**WHAT TO DO**
How many lines in these entries contain the string "OSNotSupportedError"? Reply with the number alone.

------ PROVIDED RECORDS ------

PR #1307, opened 2024-12-08
tunnel_service: raise exception upon successful pairing

### LINKED ISSUE #1306: Connection Refused when creating a cdc ncm tunnel
Using Mac Sequoia with python 3.13. iOS 18.2 beta.
Run the following with sudo:
```python3
import asyncio

from pymobiledevice3.remote.common import TunnelProtocol
from pymobiledevice3.remote.tunnel_service import create_core_device_tunnel_service_using_rsd, start_tunnel
from pymobiledevice3.remote.utils import get_rsds

async def main(udid: str = None, ip: str = None):
    rsd_ip = None
    rsd = None
    for rsd in await get_rsds(udid=udid):
        rsd_ip = rsd.service.address[0]
        if ip is not None and rsd_ip != ip:
            await rsd.close()
            continue
        break
    if rsd_ip is None:
        raise Exception('Device not found')
    protocol_handler = await create_core_device_tunnel_service_using_rsd(rsd)
    async with start_tunnel(protocol_handler, protocol_handler=TunnelProtocol.TCP) as tun:
        await tun.client.wait_closed()

if __name__ == '__main__':
    asyncio.run(main())
```

To reproduce the problem, delete the remote pairing record in `~/.pymobiledevice3` (or just delete the whole folder...)
First time this script runs, it generates a pairing record (after trust) but you get connection refused.
If you run it again, it will use the existing pairing record and connection will be established correctly.
So the problem only occurs when generating the pairing record for the first time.

doronz88:
The remote endpoint (`remotepairingdeviced`) triggers a close on the connection FD upon a successful pairing, so raise an appropriate exception we can catch and re-establish the connection for a second time to start a tunnel.

Close #1306

## For community

### DIFF
--- a/pymobiledevice3/exceptions.py
+++ b/pymobiledevice3/exceptions.py
@@ -14,7 +14,7 @@ __all__ = [
     'LaunchingApplicationError', 'BadCommandError', 'BadDevError', 'ConnectionFailedError', 'CoreDeviceError',
     'AccessDeniedError', 'RSDRequiredError', 'SysdiagnoseTimeoutError', 'GetProhibitedError',
     'FeatureNotSupportedError', 'OSNotSupportedError', 'DeprecationError', 'NotEnoughDiskSpaceError',
-    'CloudConfigurationAlreadyPresentError', 'QuicProtocolNotSupportedError',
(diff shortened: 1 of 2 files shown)


doronz88:
@vToMy can you verify if this PR solves the issue?

vToMy:
Indeed solves it. Thanks!

PR #1315, opened 2024-12-20
dvt: Add memory limit waiver for pid

kvs-coder:
iOS provides strict limits regarding memory usage (especially for extensions). 

There is a method `- (NSNumber *)requestDisableMemoryLimitsForPid:(int)arg1;` of header file `DTProcessControlServiceAuthorizedMethods.h` which sounded promising to utilize

By sending a message call to invoke that method, the iOS responds with either 0 (false) or 1 (true) if memory limit disabling request was declined or satisfied respectively

Full command to test:
```
pymobiledevice3 developer dvt memlimitoff <PID> --rsd <IPV6-ADDRESS> <RSD-PORT>
```
Expected command output:
```
true
```
OR
```
false
```

### DIFF
--- a/pymobiledevice3/services/dvt/instruments/process_control.py
+++ b/pymobiledevice3/services/dvt/instruments/process_control.py
@@ -2,6 +2,7 @@ import dataclasses
 import typing
 from typing import Optional
 
+from pymobiledevice3.exceptions import DisableMemoryLimitError
 from pymobiledevice3.osu.os_utils import get_os_utils
 from pymobiledevice3.services.dvt.dvt_secure_socket_proxy import DvtSecureSocketProxyService
 from pymobiledevice3.services.remote_server import MessageAux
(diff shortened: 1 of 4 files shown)


pymobiledevice3/services/dvt/instruments/process_control.py
```diff
@@ -40,6 +40,14 @@ def signal(self, pid: int, sig: int):
         self._channel.sendSignal_toPid_(MessageAux().append_obj(sig).append_obj(pid), expects_reply=True)
         return self._channel.receive_plist()
 
+    def memlimitoff(self, pid: int) -> list:
```
doronz88: please add a docstring for the returned list and supply the list with a specific type (e.g. `list[dict[str, str]]]`).
I know still most of current API don't use these typing, but I'm trying that at least all new code or modified one will have better typings

tests/services/instruments/test_dvt_secure_socket_proxy.py
```diff
@@ -49,6 +49,17 @@ def test_applist(dvt):
     assert safari['Type'] == 'PluginKit'
 
 
+def test_memlimitoff(dvt):
+    """
+    Test disabling memory limit.
+    """
+    aggregated = get_process_data(dvt, 'SpringBoard')
```
doronz88: Probably meant `springboard` for the variable? or did u actually plan to check with `SpringBoard`?

tests/services/instruments/test_dvt_secure_socket_proxy.py
```diff
@@ -49,6 +49,17 @@ def test_applist(dvt):
...
+    res = ProcessControl(dvt).memlimitoff(aggregated['pid'])
+    # give the os some time to respond
+    time.sleep(3)
+    assert res
```
doronz88: depending on what should be returned, maybe add a better verification

doronz88 (changes requested):
Thanks for your PR! It'll be a very nice feature to have :)). 
Please view the submitted notes

doronz88 (approved):

PR #1316, opened 2024-12-21
requirements: replace `remotezip` with `remotezip2`

blshkv:
pymobiledevice3 requires both remotezip and ipsw-parser. ipsw-parser requires remotezip2 (your fork)
I guess it's better to use a fixed version

## For community


doronz88:
Nice catch! Thanks for the PR!

PR #1337, opened 2025-01-15
Update __main__.py

stark4n6:
Needs updated to run, please revert if it's not correct.

## For community


pymobiledevice3/__main__.py
```diff
@@ -18,7 +18,7 @@
     MessageNotSupportedError, MissingValueError, NoDeviceConnectedError, NotEnoughDiskSpaceError, NotPairedError, \
     OSNotSupportedError, PairingDialogResponsePendingError, PasswordRequiredError, QuicProtocolNotSupportedError, \
     RSDRequiredError, SetProhibitedError, TunneldConnectionError, UserDeniedPairingError
-from pymobiledevice3.lockdown import retry_create_using_usbmux
+from pymobiledevice3.lockdown import create_using_usbmux
```
doronz88: Why? this would only break

doronz88 (changes requested):

pymobiledevice3/__main__.py
stark4n6: Am I running this wrong? 
image

doronz88: You need to first install the package and then just use the python module.
https://github.com/doronz88/pymobiledevice3?tab=readme-ov-file#installation

stark4n6: thanks

PR #8, opened 2016-06-16
Add UnknownOption exception, Return None on empty option val

### LINKED ISSUE #7: Throw a useful error if option isn't set
```python
assert s.show_options('default-shell', g=True)
```

```python
_ _ _ _ _ _ _ _ _ _ _ _ _ _ _ _ _ _ _ _ _ _ _ _ _ _ _ _ _ _ _ _ _ _ _ _ _ _ _ _ _ _ _ _ _ _ _ _ _ _ _ _ _
../libtmux/libtmux/session.py:374: in show_options
    return self.show_option(option, g=g)
_ _ _ _ _ _ _ _ _ _ _ _ _ _ _ _ _ _ _ _ _ _ _ _ _ _ _ _ _ _ _ _ _ _ _ _ _ _ _ _ _ _ _ _ _ _ _ _ _ _ _ _ _

self = Session($1 libtmux_XxTayh), option = [], g = True

    def show_option(self, option, g=False):
        """Return a list of options for the window.

            :todo: test and return True/False for on/off string

            :param option: option to return.
            :type option: string
            :rtype: string, int or bool

            """

        tmux_args = tuple()

        if g:
            tmux_args += ('-g',)

        option = self.cmd(
            'show-options', option, *tmux_args
        ).stdout
>       option = [tuple(item.split(' ')) for item in option][0]
E       IndexError: list index out of range
```

Have a ``raise=False`` argument. If not raising, return ``None``.

tony:
Fixes #7

### DIFF
--- a/CHANGES
+++ b/CHANGES
@@ -4,6 +4,9 @@ Changelog
 
 Here you can find the recent changes to libtmux
 
+- :feature:`8` new exception ``UnknownOption``
+- :feature:`8` return ``None`` for options that are valid tmux options,
+  but unset at that scope.
 - :support:`6` major documentation overhaul
 
 - :release:`0.4.1 <2016-05-23>`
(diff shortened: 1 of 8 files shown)


tony:
See also https://github.com/tony/tmuxp/issues/65

PR #10, opened 2016-07-13
support moving windows to other sessions

dankrause:
Added a `session` argument to `Window.move_window`, and supplied a default empty string argument to the `destination` arg.

This allows you to pass a session ID to `Window.move_window`, which will cause the window to change sessions.

I've also updated the tests to include explicit coverage for `Window.move_window` (with and without session moving) and `Server.new_session`.

### DIFF
--- a/libtmux/window.py
+++ b/libtmux/window.py
@@ -278,19 +278,22 @@ class Window(TmuxMappingObject, TmuxRelationalObject):
 
         self.server._update_windows()
 
-    def move_window(self, destination):
+    def move_window(self, destination="", session=None):
         """Move the current :class:`Window` object ``$ tmux move-window``.
 
         :param destination: the ``target window`` or index to move the window
-            to.
-        :type target_window: string
+            to, default: empty string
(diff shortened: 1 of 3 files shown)


libtmux/window.py
```diff
@@ -278,19 +278,22 @@ def kill_window(self):
...
-    def move_window(self, destination):
+    def move_window(self, destination="", session=None):
         """Move the current :class:`Window` object ``$ tmux move-window``.
 
         :param destination: the ``target window`` or index to move the window
-            to.
-        :type target_window: string
+            to, default: empty string
+        :type destination: string
+        :param session: the ``target sesion`` or index to move the
```
tony: typo

dankrause:
Typo corrected

tony:
Looks good to me.

Do you need this in a project you're working on? I can bump the version on pypi if you want.

dankrause:
No need to bump the pypi version for this small change. It can wait for a release.

PR #11, opened 2016-07-28
allow splitting panes horizontally

tek:
`vertical` parameter for `split_window()`, defaulting to True


tony:
@tek 

Can you add tests for vertical/non-vertical splits?

tek:
there you go!

tony:
merged, do you need this in a project?  I can bump the pypi version up if you wish

tek:
it's going to be a while until I make a release, so don't worry about it

PR #19, opened 2016-12-19
Add start_directory to support to new sessions and panes

gandelman-a:
This allows specifying start_directory for creation of both
session and panes.

Clarifies some docstrings as well.

### DIFF
--- a/libtmux/pane.py
+++ b/libtmux/pane.py
@@ -103,7 +103,7 @@ class Pane(TmuxMappingObject, TmuxRelationalObject):
 
         self.cmd('send-keys', '-R \; clear-history')
 
-    def split_window(self, attach=False, vertical=True):
+    def split_window(self, attach=False, vertical=True, start_directory=None):
         """Split window at pane and return newly created :class:`Pane`.
 
         :param attach: Attach / select pane after creation.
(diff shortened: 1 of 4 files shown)


tony:
Looks good to me, 👍

tony:
@gandelman-a do you need this published? I can tag a new version w/ this PR

gandelman-a:
Hi Tony, no.. thats fine. Just setting up some scripts for my dev. env. and running from master so its fine. Thanks!

tony:
Understood. This got released in 0.6.1 too

tony:
thanks for the contribution again @gandelman-a ! nicely done!

haakenlid:
tmux version 1.8 doesn't support the `tmux new-session -c <start_directory>` option. This caused an error in the tmuxp tests.

https://travis-ci.org/tony/tmuxp/jobs/190761397#L917
`
E           LibTmuxException: [u'tmux: unknown option -- c', u'usage: new-session [-AdDP] [-F format] [-n window-name] [-s session-name] [-t target-session] [-x width] [-y height] [command]']`

A possible workaround is to instead use `default-path` in tmux 1.8 (not supported in later versions) or to use subprocess to run something like this `(cd $start_directory; tmux new-session -t $session_name)`, which should work in all versions.

PR #22, opened 2017-01-14
Fix error when using is_version with lettered tmux version

minijackson:
is_version('something') fails with installed tmux 1.9a

To allow tony/tmuxp#197 ;-)

### DIFF
--- a/libtmux/common.py
+++ b/libtmux/common.py
@@ -11,6 +11,7 @@ import os
 import re
 import subprocess
 from distutils.version import StrictVersion
+from pkg_resources import parse_version
 
 from . import exc
 from ._compat import console_to_str
@@ -387,7 +388,7 @@ def is_version(version):
 
     installed_version = proc.stdout[0].split('tmux ')[1]
 
-    return installed_version == version
+    return parse_version(installed_version) == parse_version(version)
 
 
 def has_required_tmux_version(version=None):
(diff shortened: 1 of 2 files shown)


tony:
@minijackson Can this have a test for it please?

tony:
Also look at this: https://stackoverflow.com/questions/11887762/compare-version-strings/21065570#21065570

minijackson:
There you go!

But I don't know how to mock the installed tmux to be tmux 1.9a, so while the case that the requested tmux version is "lettered" is tested, the installed tmux case is not.

tony:
Travis automatically tests across those tmux versions.

also you could manually insert the version number for '1.9a'

minijackson:
> also you could manually insert the version number for '1.9a'

I didn't understand, is it something I have to do for this PR ? Where should I insert the version number ?

tony:
That is fine.  

The only thing I'm double checking is how broad support is for `pkg_resources`. Are there any corner cases where the user may not have `setuptools` and this patch could lead to a `ImportError: No module named 'pkg_resources'`.

tony:
Even though most machines are going to have setuptools on it,  after further consideration it may be safer to use a method without it.  I'm not sure what the ramifications would be for upstream packages for tmuxp on arch and slack.

tony:
Try `LooseVersion` instead of `StrictVersion`.

Issue #64, opened 2017-08-08
tmux_cmd doesn't include kwargs


askedrelic:
In tmux_cmd https://github.com/tony/libtmux/blob/189114cde7e125a482ab984749637fa44d66b284/libtmux/common.py#L132

the func receives args and kwargs but only args are added to form the cmd str
https://github.com/tony/libtmux/blob/189114cde7e125a482ab984749637fa44d66b284/libtmux/common.py#L176

Here is some IPDB output showing this, from tracking down https://github.com/tony/tmuxp/issues/184
```
# Reach tmux_cmd() with args and kwargs
> /usr/local/var/pyenv/versions/2.7.11/lib/python2.7/site-packages/libtmux/server.py(99)cmd()
     97                 raise ValueError('Server.colors must equal 88 or 256')
     98
---> 99         return tmux_cmd(*args, **kwargs)
    100
    101     def _list_sessions(self):

ipdb> args
self = <libtmux.server.Server object at 0x10fd11350>
args = [u'-2', 'set-environment', 'FOO', 'bar']
kwargs = {u'-t': u'$8'}

# Reach cmd and kwargs not included
ipdb>
> /usr/local/var/pyenv/versions/2.7.11/lib/python2.7/site-packages/libtmux/common.py(179)__init__()
    177         cmd = [str(c) for c in cmd]
    178
--> 179         self.cmd = cmd
    180
    181         try:

ipdb> cmd
['/usr/local/bin/tmux', '-2', 'set-environment', 'FOO', 'bar']
```

So this seems pretty big; any command using tmux_cmd would apply in the current session instead of the target session. Maybe it hasn't been noticed since a common use case isn't use tmuxp inside of an existing TMUX session?

tony:
``kwargs`` weren't intended to be supported like that in current / prior versions.

That said, I have no objection to adding it.  That said, I did want the signature on ``tmux_cmd`` to be similar to [subprocess](https://docs.python.org/2/library/subprocess.html)' signature. 

To play a bit of devil's advocate in terms of an intuitive, python API: Do you know any other python subprocess-like (command) libraries that accept command line flags as kwargs?

tony:
It does seem big that ``kwargs = {u'-t': u'$8'}`` is being passed into tmux_cmd.

Think we could smoosh that back into `args`?

askedrelic:
[...]

PR #65, opened 2017-08-08
Add session id to Session cmds, when appropriate 

askedrelic:
Starting on fixing #64.

### DIFF
--- a/.travis.yml
+++ b/.travis.yml
@@ -21,6 +21,7 @@ env:
   - TMUX_VERSION=1.9a
 matrix:
   allow_failures:
+  - python: pypy3.3-5.2-alpha1
   - env: TMUX_VERSION=master
 before_install:
   - export PIP_USE_MIRRORS=true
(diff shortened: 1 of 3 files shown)


tony:
Let's try to take the approach where we smooth out the `*args` (https://github.com/tony/libtmux/issues/64#issuecomment-321177837). We can use `+=` instead of `.extends(` to avoid an extra function call (https://github.com/tony/libtmux/issues/64#issuecomment-321397704).

askedrelic:
So I rebased my code to use `+=` to add the session id, if it is not set. It's a little more complicated due to tmux requiring the `-t` arg be in a specific position, but the test suite should be passing!

askedrelic:
Hmm looks like tests broke due to Py3. I'm still using Py2 as my main environment, I will take a look!

tony:
@askedrelic nice job!

askedrelic:
Hooray, thanks for the merge @tony 🎊

tony:
released in v0.7.4

Issue #67, opened 2017-08-16
Server.has_session() erroneously reports session exists with tmux 2.5


jlargentaye:
tmux from MacPorts (on macOS 10.12.6), recently updated to tmux 2.5.

Tmuxp erroneously reports the session already exists when trying to load the session.

Some light debugging points to libtmux/server.py:Server.has_sessions() does not account for 'tmux has-session' now responds with 'no current session'.

jlargentaye:
After doing a "tmux kill-server", I can't reproduce the issue. It's looks like previously the tmux server had stayed running after the last session finished. 

I'm not immediately finding a way to get it back into that state.

jlargentaye:
Untested fix in pull-request tony/libtmux#68

tony:
https://github.com/tmux/tmux/blob/e802b683ea0ebfa377a5bb8a6b03454c1edbe2d5/cmd-set-environment.c#L76

https://github.com/tmux/tmux/blob/0824850bbce86c395230700cb10c81f162319858/options.c#L639

I can't think of how to recreate it, but that'd be helpful in making a testcase for it.

PR #68, opened 2017-08-17
Make Server.has_session() use returncode

jlargentaye:
has_session() would erroneously return true if tmux returned an unexpected
string, such as "no current session".

Instead of adding yet another string to the list to check against, use the
return code of the 'tmux has-session' command, which is documented to return 0
(Shell true) if targeted session exists, and return 1 (Shell false) in any
other case.

This is **untested**. While it passed selftest, so did the unpatched version.

### DIFF
--- a/libtmux/common.py
+++ b/libtmux/common.py
@@ -189,6 +189,7 @@ class tmux_cmd(object):
             self.process.stdout.close()
             stderr = self.process.stderr.read()
             self.process.stderr.close()
+            returncode = self.process.returncode
         except Exception as e:
             logger.error(
                 'Exception for %s: \n%s' % (
@@ -196,6 +197,8 @@ class tmux_cmd(object):
                     e
                 )
             )
+
+        self.returncode = returncode
 
         self.stdout = console_to_str(stdout)
         self.stdout = self.stdout.split('\n')
--- a/libtmux/server.py
+++ b/libtmux/server.py
@@ -334,23 +334,10 @@ class Server(TmuxRelationalObject, EnvironmentMixin):
 
         proc = self.cmd('has-session', '-t%s' % target_session)
 
-        if not proc.stdout:
+        if not proc.returncode:
             return True
-        if any(
-            x in proc.stdout for x in
-            ['failed to connect to server', 'error connecting to']
-        ):
-            return False
-        elif 'no server running' in proc.stdout:  # tmux 2.0
-            return False
-        elif 'can\'t find session' in proc.stdout:  # tmux 2.1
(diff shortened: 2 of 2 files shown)


jlargentaye:
Adresses tony/libtmux#67

tony:
That simplification looks nice.

To play devil's advocate / pythonics:

What about keep the string comparisons and raising exceptions? e.g. https://libtmux.git-pull.com/en/latest/api.html#exceptions and https://github.com/tony/libtmux/blob/189114cde7e125a482ab984749637fa44d66b284/libtmux/common.py#L523

Older versions of tmux could still subclass a new command base exception like `TmuxCommandException`.

That way the front-end user could `try:` and `except:` and not have to look up old tmux versions to see what exactly went wrong (since the language changed between tmux versions, one of libtmux' features is abstracting out version differences).

tony:
I need more time on this, because I need to research and assure consistent behavior across older tmux versions.

Does #67 still happen?  Does it happen with all tmux versions, or only certain ones?

In https://github.com/tony/libtmux/issues/67#issuecomment-322926711 it says:

> After doing a "tmux kill-server", I can't reproduce the issue. It's looks like previously the tmux server had stayed running after the last session finished.

Can you try again? Have you ruled out it being a partial/fnmatch of the session name?

tony:
Sorry for the late response, I am having issues keeping up with the project. I'm seeking maintainers @ https://github.com/tony/tmuxp/issues/290. If you (or someone you know) may be interested in helping maintain libtmux or tmuxp, feel free to contact me by email or in the https://github.com/tony/tmuxp/issues/290 issue.

Shados:
@tony the `has-session` command has used the exit code in this manner from right when the command was introduced (I checked), so you don't need to worry about older tmux versions. 

#67 was caused by the relatively rare situation of a tmux session remaining alive with no sessions, likely due to still having an attached client (somehow) and thus causing an unexpected error message when calling `has-session`. You can replicate this trivially using the option recently added to tmux master in tmux/tmux@623f4b12d3af7c6908c6abab1e95589c59f554ef (which is how I ran into the issue, and why I'm commenting).

This PR would fix that issue, and also provide resistance against future changes to `has-session`'s error messages. Which aren't entirely unlikely, given how many different variants you're already accounting for...

tony:
@Shados thank you for the extra info!

@jlargentaye Thanks for the patch!

Looks good so far: https://travis-ci.org/tmux-python/libtmux/builds/352060852

If things go well, we can have this shipped out to 0.8.0, hopefully today.

Issue #77, opened 2017-11-09
Normalize how commands work, debugging


tony:
Restructure how commands are passed in

This will probably be by creating a command factory where the command is built, then an execute() for it. But to the user in a tmux object, ``.cmd`` should still execute immediately, ``_cmd()`` could leave an object where the user can see the exact command tmux is running before hand.

There should be more options to toggle debug settings

PR #79, opened 2017-11-10
Split init / exec of tmux_cmd for debuggability

tony:
_Edit 2022-08-14 by @tony : This is very similar to [`SubprocessCommand`](https://libvcs.git-pull.com/internals/subprocess.html#libvcs._internal.subprocess.SubprocessCommand) ([source](https://github.com/vcs-python/libvcs/blob/v0.14.0/libvcs/_internal/subprocess.py))_

tmux_cmd initialization composes the command

the command will be available in the instance attribute `.cmd`

`.execute()` instance method will run tmux_cmd

See `Server.cmd` for example of new usage

Related #77

### DIFF
--- a/libtmux/common.py
+++ b/libtmux/common.py
@@ -147,8 +147,7 @@ class EnvironmentMixin:
         return vars_dict
 
 
-class tmux_cmd:
-
+class TmuxCommand:
     """
     :term:`tmux(1)` command via :py:mod:`subprocess`.
 
@@ -188,8 +187,8 @@ class tmux_cmd:
     Notes
     -----
 
-    .. versionchanged:: 0.8
-        Renamed from ``tmux`` to ``tmux_cmd``.
+    .. versionadded:: 0.8.4
+        Wrap to split execution from command from instance of it
     """
 
     def __init__(self, *args, **kwargs):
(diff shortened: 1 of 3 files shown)


tony:
This, as of c9598fb *doesn't* touch any of the Server/Session/Window/Pane ``.cmd`` method API's.

As a second part of this, I may add more things to split introspection of commands.

For instance:

- Renaming tmux_cmd to TmuxCommand
- Documenting how they are composed and can be configured, and why/how it's differs from standard library subprocess
- Methods in Tmux objects, e.g. ``attach_session()`` may have a way to return the pure TmuxCommand object (and therefore preview the command generated, including the valuable target information (-t))
- as a way the above could be implemented, it may be via adding methods like ``_attach_session()`` that return TmuxCommand and having ``attach_session`` wrap them and keep normal behavior
- Another thing to consider is to *break* api's by requiring ``.execute()`` be ran to execute commands, and return TmuxCommand by default
  
 - BUT, allow for chaining commands. e.g.,  ``session.attached_window.set_window_option('main-pane-height', 50).select_layout('main-horizontal').execute()``, this would give the equivalent to chaining commands with semicolons. This could substantially speed things up by allowing for composability with commands.

tony:
This is very similar to [`SubprocessCommand`](https://libvcs.git-pull.com/internals/subprocess.html#libvcs._internal.subprocess.SubprocessCommand) ([source](https://github.com/vcs-python/libvcs/blob/v0.14.0/libvcs/_internal/subprocess.py))

tony:
Closing as obsolete. This PR (Sep 2021) split `tmux_cmd.__init__` from execution to enable better debuggability via a new `TmuxCommand` class. The implementation predates the `src/` layout migration and references `libtmux/common.py` and `libtmux/server.py` directly — both files have since been moved to `src/libtmux/`, producing "modify/delete" conflicts on every change.

The underlying goal — separating tmux command construction from execution for debuggability — is still valuable, but the implementation needs to be redone against the current code structure. Master has since added structured logging via `extra={"tmux_cmd": shlex.join(cmd), "tmux_exit_code": ...}` (see `src/libtmux/common.py:264`) which already provides much of the debuggability this PR was after.

Confirmed during a 2026-04-26 batch rebase audit.

PR #131, opened 2018-07-09
Fix for unicode commands in Python 2

myw:
Before this PR, if a command was passed into `tmux_command` that had unicode characters in it, such as in the name of a session, format string, or window, a unicode error would be thrown when tmuxp was run with Python 2. The provided unit test shows an example failing test case of this behavior—the real-world use-case is `config.yml` files for tmuxp that contain unicode characters in their names.

This PR resolves the issue by using a python-version-independent conversion inside the `tmux_command` constructor (instead of `str`), assuming that unicode data being sent in Python 2 is encoded as `utf_8`, which is consistent with other places in the code that assumption is made.

Happy to answer any questions, an thanks for making this!

### DIFF
--- a/libtmux/_compat.py
+++ b/libtmux/_compat.py
@@ -92,3 +92,9 @@ else:
 
 
 number_types = integer_types + (float,)
+
+def str_from_console(s):
+    try:
+        return text_type(s)
+    except UnicodeDecodeError:
+        return text_type(s, encoding='utf_8')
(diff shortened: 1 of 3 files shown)


tony:
@myw Sorry for the delay, can you do a rebase?

myw:
@tony Rebased! Thanks!

tony:
@myw Merged! Thanks!

PR #172, opened 2019-01-25
Handle next-X.Y versions

sloria:
tmuxp currently crashes when used with
tmux next-2.9 (the latest Homebrew release).

```
TypeError: '<' not supported between instances of 'str' and 'int'
```

This patch avoids the error by making `get_version()`
strip the "next-" part of the version.

closes tmux-python/tmuxp#449


tony:
@sloria Thank you!

PR #985, opened 2025-11-19
ci: Add CI workflow to check docs build in PRs

koverholt:
This PR adds a GitHub action / workflow to build the docs in a PR as a pass/fail check.

It runs with `mkdocs build --strict` to fail on any warnings, and will ensure that a given branch / PR will not fail the docs build if merged, which could lead to silent failures until manually caught and fixed.


koverholt:
Tested with an example breakage to `mkdocs.yml` in 3cc926b that linked to a non-existent `.md` file, and the test failed as expected.

joefernandez (approved):

joefernandez:
@koverholt - Let's monitor this closely for a few days to make sure this does not significantly impact forward movement of content updates.

koverholt:
@joefernandez, will do. Note that this will not block any current or future PR merges, only show up a failing test. We would need to add a ruleset to enforce this, which we don't need to do at this time. So you can consider this a "soft" CI test for PRs.

PR #1009, opened 2025-11-26
Fix invalid APP_NAME example in Cloud Run deployment

PrismaCloudAI:
app name don't support "-"


koverholt (approved):
Thanks for the PR and for your contribution! I reproduced this issue and verified that the fix addresses it. LGTM!

Since ADK uses `--app_name` as a Python module name internally, the configured app name should use valid Python identifiers, otherwise it will fail with:

> Invalid app name 'capital-agent-app': must be a valid identifier consisting of letters, digits, and underscores.

PR #1010, opened 2025-11-26
fix(docs): Add missing imports/constants to sequential example

YOON331:
The sequential agents example snippet did not include the necessary imports and constants, which could cause the code to break when copied and executed as-is.


joefernandez (commented):
Thanks for the contribution. We intentionally don't include the imports because it bloats the code within the page.

Keep as-is and close.

PR #1012, opened 2025-11-27
fix: update docs to correct instructions related to running plugins with adk web

### LINKED ISSUE #1011: Plugins Documentation incorrectly suggesting it is impossible to run plugins with adk-web
In the [Plugins Documentation](https://github.com/google/adk-docs/blob/main/docs/plugins/index.md), there's a warning section indicating that: 

>  Plugins are not supported by the [ADK web interface](https://google.github.io/adk-docs/evaluate/#1-adk-web-run-evaluations-via-the-web-ui). If your ADK workflow uses Plugins, you must run your workflow without the web interface.

In another section, within the same page, there's also another reference:

> Plugins are not supported by the [ADK web interface](https://google.github.io/adk-docs/evaluate/#1-adk-web-run-evaluations-via-the-web-ui). If your ADK workflow uses Plugins, you must run your workflow without the web interface.

which I don't think it's accurate. 
In fact, it is possible to bind plugins via the `--extra_plugins` argument when running `adk web`: 

```bash
  --extra_plugins TEXT            Optional. Comma-separated list of extra plugin classes or instances to enable (e.g., my.module.MyPluginClass or my.module.my_plugin_instance).
```

I find this a bit misleading, as it gives the impression that it's impossible to run plugins via `adk web`.

gmyrianthous:
In the current version of Plugins documentation, it is mentioned that plugins can not be integrated with agents when running them via `adk web`, which this seems not to be the case. 

This PR updates the documentation, and adds instructions on how users can enable plugins when running agents locally, via `adk web` command. 

  - Fixes #1011

### DIFF
--- a/docs/plugins/index.md
+++ b/docs/plugins/index.md
@@ -30,12 +30,6 @@ Some typical applications of Plugins are as follows:
     better modularity and flexibility than Callbacks. For more details, see
     [Callbacks and Plugins for Security Guardrails](/adk-docs/safety/#callbacks-and-plugins-for-security-guardrails).
 
-!!! warning "Caution"
-    Plugins are not supported by the
-    [ADK web interface](../evaluate/#1-adk-web-run-evaluations-via-the-web-ui).
-    If your ADK workflow uses Plugins, you must run your workflow without the
-    web interface.
-
 ## How do Plugins work?
 
 An ADK Plugin extends the `BasePlugin` class and contains one or more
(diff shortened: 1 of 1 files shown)


joefernandez:
superseded by: https://github.com/google/adk-docs/pull/1290

Note: `--extra_plugins` is not actually required, per the ADK engineering team. That option is mostly used for testing.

------

**RESULT OF THE EXERCISE**
2